* [Task] Exactly the lines from the one containing "dhcpv4/nclient4/conn_unix.go" through the end of the entries, both ends included, are to be output.
Provided records Block Start
PR #461, opened 2022-02-21
dhcpv4/nclient4: switch to github.com/mdlayher/packet

mdlayher:
Signed-off-by: Matt Layher <mdlayher@gmail.com>

I made and tagged a new library https://github.com/mdlayher/packet for Linux only, see the README for rationale.

Unfortunately this means we also drop support for *BSD again, but AFAICT that code path in package raw was actually broken because the "LinuxSockDGRAM" option never worked on BSD.


dhcpv4/nclient4/conn_unix.go
```diff
@@ -13,22 +12,18 @@ import (
...
+	"golang.org/x/sys/unix"
 )
 
-var (
-	// BroadcastMac is the broadcast MAC address.
-	//
-	// Any UDP packet sent to this address is broadcast on the subnet.
-	BroadcastMac = net.HardwareAddr([]byte{255, 255, 255, 255, 255, 255})
-)
+// BroadcastMac is the broadcast MAC address.
```
mdlayher, line 20: Ah, my editor applies gofumpt. I can revert if you like.

insomniacslk:
CC @hugelgupf since this touches nclient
Provided records Block End
* [Result of this task]
dhcpv4/nclient4/conn_unix.go
```diff
@@ -13,22 +12,18 @@ import (
...
+	"golang.org/x/sys/unix"
 )
 
-var (
-	// BroadcastMac is the broadcast MAC address.
-	//
-	// Any UDP packet sent to this address is broadcast on the subnet.
-	BroadcastMac = net.HardwareAddr([]byte{255, 255, 255, 255, 255, 255})
-)
+// BroadcastMac is the broadcast MAC address.
```
mdlayher, line 20: Ah, my editor applies gofumpt. I can revert if you like.

insomniacslk:
CC @hugelgupf since this touches nclient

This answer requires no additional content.